The frequencies of circulating CD4(+)CD25(high) Treg cells in 52 active AOSD patients, 42 active systemic lupus erythematosus (SLE) patients, and 22 healthy controls (HCs) were determined using flow cytometry analysis. Levels of serum TGF-β and soluble interleukin-2 receptor (sIL-2R) were measured by enzyme-linked immunosorbent assay.
Significantly lower levels of circulating CD4(+)CD25(high) Treg cells and serum TGF-β were found in AOSD patients and SLE patients than those found in HCs. Levels of circulating CD4(+)CD25(high) Treg cells and TGF-β were inversely correlated with disease activity scores for AOSD patients and SLE patients. Circulating CD4(+)CD25(high) Treg cell frequencies were positively correlated with serum TGF-β levels for patients with both diseases. Levels of circulating CD4(+)CD25(high) Treg cells and TGF-β significantly increased, paralleling clinical remission and the decrease in levels of C-reactive protein and soluble interleukin-2 receptor after effective therapy in AOSD patients. AOSD patients with monocyclic course had significantly higher levels of circulating CD4(+)CD25(high) Treg cells and TGF-β compared to those with polycyclic and chronic articular course.

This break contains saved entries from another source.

PR #22552, opened 2024-05-21
Update appium/drivers versions

Redth:
### Description of Change

Updating appium version and driver versions to latest to see if this has a positive impact on pipeline stability


StephaneDelcroix (dismissed):

jsuarezruiz (dismissed):

eng/scripts/appium-install.ps1
```diff
@@ -40,27 +40,49 @@ Find the script for that on the DevDiv Azure DevOps instance, Engineering team,
```
jfversluis, line 40: See lines just above here. This should ideally match what is on the agents? @rmarinho ?

eng/scripts/appium-install.ps1
```diff
@@ -40,27 +40,49 @@ Find the script for that on the DevDiv Azure DevOps instance, Engineering team,
...
+    npm uninstall -g appium
+    Write-Output  "Uninstalled appium $appiumCurrentVersion"
 
+    Write-Output  "Installing appium $appiumVersion"
+    npm install -g appium@$appiumVersion
+    write-Output  "Installed appium $appiumVersion"   
+}
+
+Write-Output  "Installing appium doctor"
+npm install -g @appium/doctor
```
jfversluis, line 85: More of an FYI, we should remove this at some point as Appium doctor is deprecated

eng/scripts/appium-install.ps1
```diff
@@ -40,27 +40,49 @@ Find the script for that on the DevDiv Azure DevOps instance, Engineering team,
...
 
-Write-Output  "Installing appium $appiumVersion"
-npm install -g appium@$appiumVersion
+# If there's a ~/.appium folder, remove it as it can cause issues from v1
+# it might also generally have caching issues for us with our runs
+$appiumUserData = "$env:USERPROFILE/.appium"
+if (Test-Path $appiumUserData) {
+    Write-Output  "Removing $appiumUserData"
+    Remove-Item -Path $appiumUserData -Force -Recurse
+}
```
jfversluis, line 61: Something similar happens here: https://github.com/dotnet/maui/blob/main/eng/pipelines/common/ui-tests-steps.yml#L81-L86

We might want to consolidate?

eng/scripts/appium-install.ps1
rmarinho: Yes we can ask @mjbond-msft  to update botdeploy script.

eng/scripts/appium-install.ps1
Redth: Ahh yeah i misread the initial deprecation notice and thought it was just a new package... I see it's now baked into appium itself... Updated!

eng/scripts/appium-install.ps1
Redth: So my latest changes install the drivers to a local directory, so those versions won't matter to the botdeploy script, but we can ask @mjbond-msft maybe to update the appium version itself (in this case it will now be the latest 2.5.4), since that we are still globally updating.

eng/scripts/appium-install.ps1
Redth: Ended up getting rid of this entirely and also removed the steps in the yml since we are now managing our own local folder for the driver installs.

jfversluis (approved):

Diminished levels of circulating CD4(+)CD25(high) Treg cells and TGF-β, and inverse correlation with disease activity in patients with AOSD and SLE might be involved in the pathogenesis of both diseases. Increased levels of circulating CD4(+)CD25(high) Treg cells or TGF-β might be associated with a favorable clinical course in AOSD patients.
测定成人Still 病(AOSD)患者外周血 CD4+CD25+高调节性 T(Treg)细胞和转化生长因子-β(TGF-β)的水平,并探讨其与疾病活动度及临床病程的关系。

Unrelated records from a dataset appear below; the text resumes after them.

Issue #21777, opened 2024-04-11
Android Java Library Binding breaks intellisense, despite build/run working


dan6518:
### Description

This issue happens in Visual Studio 17.9.6, and also JetBrains Rider 2023.3.4 for what it is worth, with the latest MAUI project template as of the time of writing this bug report.

I'm following [this documentation](https://learn.microsoft.com/en-us/dotnet/maui/migration/android-binding-projects?view=net-maui-8.0) to port a Xamarin project to MAUI, but I have ran into an issue where intellisense insists that there are errors in the project, despite the project building and running. The errors appear on any line of code that uses native Android Java libraries. I have attached a project that exhibits this behavior, and in the reproduction steps I have outlined how I created that project. To see that the project is in fact able to run you can set a breakpoint in `Platforms/Android/MainApplication.cs` and see that `LangKo` from the native library can be accessed.

In the reproduction project I have included sample .jar files, but this issue does not seem to be specific to only these .jar files. It happens (maybe sporadically?) with other Android Java libraries as well.

Here are the specific intellisense errors in my example reproduction, but do note that the issue is not specific only to these errors. Any attempt at using code from the native library gives intellisense errors.

```
The type or namespace name 'Com' could not be found (are you missing a using directive or an assembly reference?)
The name 'Sam4sBuilder' does not exist in the current context
```

I had to manually add this to the MAUI project .csproj file to exclude the Android-specific library from the non-Android projects:

```
	<ItemGroup Condition="'$(TargetFramework)' == 'net8.0-android'">
		<ProjectReference Include="..\Sam4sAndroidBinding\Sam4sAndroidBinding.csproj" />
	</ItemGroup>
```

Please let me know if you need more information, or if this is a known bug with more information about it elsewhere. It is also entirely possible that I have missed something with regards to how you are supposed to include native Android libraries, so I would love to know if there is something wrong with my approach as well.

### Steps to Reproduce

1. Create a new .NET 8 Maui App.
2. Add a new "Android Java Library Binding" project.
3. Add an Android .jar library into the binding project, confirm the build action is "AndroidLibrary".
4. Reference the binding project from the main Maui project.
5. Exclude the binding project from non-android compilations, see description above.
6. Try to use anything from the library in (Android-specific) C# code and notice how intellisense claims everything is an error, namespaces can't be found for example.
[...]

PR #22562, opened 2024-05-21
[resizetizer] don't generate files during design-time builds

jonathanpeppers:
Context: https://github.com/dotnet/maui/issues/21777

When looking at design-time build logs of new .NET MAUI projects, I was consistently seeing the error:

    D:\.nuget\packages\microsoft.maui.resizetizer\8.0.21\buildTransitive\Microsoft.Maui.Resizetizer.After.targets(419,9): error MAUI0000: System.IO.IOException: The process cannot access the file 'D:\source\MauiApp1\MauiApp1\obj\Debug\net8.0-android\resizetizer\sp\drawable-xxxhdpi\splash.png' because it is being used by another process.
    at System.IO.__Error.WinIOError(Int32 errorCode, String maybeFullPath)
    at System.IO.FileStream.Init(String path, FileMode mode, FileAccess access, Int32 rights, Boolean useRights, FileShare share, Int32 bufferSize, FileOptions options, SECURITY_ATTRIBUTES secAttrs, String msgPath, Boolean bFromProxy, Boolean useLongPath, Boolean checkHost)
    at System.IO.FileStream..ctor(String path, FileMode mode, FileAccess access, FileShare share, Int32 bufferSize)
    at Microsoft.Maui.Resizetizer.SkiaSharpTools.Save(String destination, SKBitmap tempBitmap) in D:\a\_work\1\s\src\SingleProject\Resizetizer\src\SkiaSharpTools.cs:line 153
    at Microsoft.Maui.Resizetizer.SkiaSharpTools.Resize(DpiPath dpi, String destination, Double additionalScale, Boolean dpiSizeIsAbsolute) in D:\a\_work\1\s\src\SingleProject\Resizetizer\src\SkiaSharpTools.cs:line 74
    at Microsoft.Maui.Resizetizer.Resizer.Resize(DpiPath dpi, String inputsFile) in D:\a\_work\1\s\src\SingleProject\Resizetizer\src\Resizer.cs:line 107
    at Microsoft.Maui.Resizetizer.GenerateSplashAndroidResources.WriteImages(Resizer resizer) in D:\a\_work\1\s\src\SingleProject\Resizetizer\src\GenerateSplashAndroidResources.cs:line 72
    at Microsoft.Maui.Resizetizer.GenerateSplashAndroidResources.Execute() in D:\a\_work\1\s\src\SingleProject\Resizetizer\src\GenerateSplashAndroidResources.cs:line 47 [D:\source\MauiApp1\MauiApp1\MauiApp1.csproj]

Design-time builds can run in parallel, but the resizetizer targets are generating images? Should these targets run during a design-time build *at all*?

Following the paths of the targets in the `.binlog` viewer, it seems like the targets are declaring:

    <ProcessMauiFontsAfterTargets>
        $(ProcessMauiFontsAfterTargets);
        ResizetizeCollectItems;
    </ProcessMauiFontsAfterTargets>

So if `ResizetizeCollectItems` runs *at all*, fonts are generated as well as splash screens and images.

But then we also declare:

    <ProcessMauiFontsDependsOnTargets>
        $(ProcessMauiFontsDependsOnTargets);
        ResizetizeCollectItems;
        ProcessMauiAssets;
        ProcessMauiSplashScreens;
    </ProcessMauiFontsDependsOnTargets>

So the `ProcessMauiFonts` MSBuild target both depends on and runs after `ResizetizeCollectItems`?

Reviewing the *original* code:

https://github.com/Redth/ResizetizerNT/blob/319fc3f085021dea4e836c0072adc754b0436d66/Resizetizer.NT/Resizetizer.NT.targets

It appears to have always been this way, so perhaps `$(ProcessMauiFontsAfterTargets)` was unintentional?

So, I think we should just remove this from the Android targets, and see if anything breaks?

With this change in place, I am not getting design-time build failures for new .NET MAUI projects anymore. I also don't see resizetizer generating any files.

### DIFF
--- a/src/SingleProject/Resizetizer/src/nuget/buildTransitive/Microsoft.Maui.Resizetizer.After.targets
+++ b/src/SingleProject/Resizetizer/src/nuget/buildTransitive/Microsoft.Maui.Resizetizer.After.targets
@@ -168,11 +168,6 @@
             $(ResizetizeAfterTargets);
             ResizetizeCollectItems;
         </ResizetizeAfterTargets>
-
-        <ProcessMauiFontsAfterTargets>
-            $(ProcessMauiFontsAfterTargets);
-            ResizetizeCollectItems;
-        </ProcessMauiFontsAfterTargets>
     </PropertyGroup>
 
     <!-- Windows App SDK -->


jonathanpeppers:
There is a test failure:
```
FontFamilyInitializesCorrectly
Assert.NotEqual() Failure: Values are equal
Expected: Not android.graphics.Typeface@3efdca24
Actual:       android.graphics.Typeface@3efdca24
```
Will see if there is an alternate way for this to work.

jonathanpeppers:
After thinking about this more... Resizetizer has to run during design-time builds, in order for `Resource.Drawable.foo` to be generated on Android.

采用流式细胞术检测 52 例活动期 AOSD 患者、42 例活动期系统性红斑狼疮(SLE)患者及 22 例健康对照者外周血 CD4+CD25+Treg 细胞的频率,酶联免疫吸附试验(ELISA)法检测血清 TGF-β及可溶性白细胞介素-2 受体(sIL-2R)水平。
AOSD 患者和 SLE 患者外周血 CD4+CD25+Treg 细胞及血清 TGF-β水平均显著低于健康对照组。AOSD 患者和 SLE 患者外周血 CD4+CD25+Treg 细胞及 TGF-β水平与疾病活动评分呈负相关。两病患者外周血 CD4+CD25+Treg 细胞频率与血清 TGF-β水平呈正相关。经有效治疗后 AOSD 患者临床缓解及 C 反应蛋白、sIL-2R 水平下降时,外周血 CD4+CD25+Treg 细胞及 TGF-β水平显著升高。与多关节型及慢性关节型病程比较,单关节型 AOSD 患者外周血 CD4+CD25+Treg 细胞及 TGF-β水平显著升高。
AOSD 与 SLE 患者外周血 CD4+CD25+Treg 细胞及 TGF-β水平降低,与疾病活动度呈负相关,可能参与了两病的发病机制。AOSD 患者外周血 CD4+CD25+Treg 细胞或 TGF-β水平升高可能与临床转归良好有关。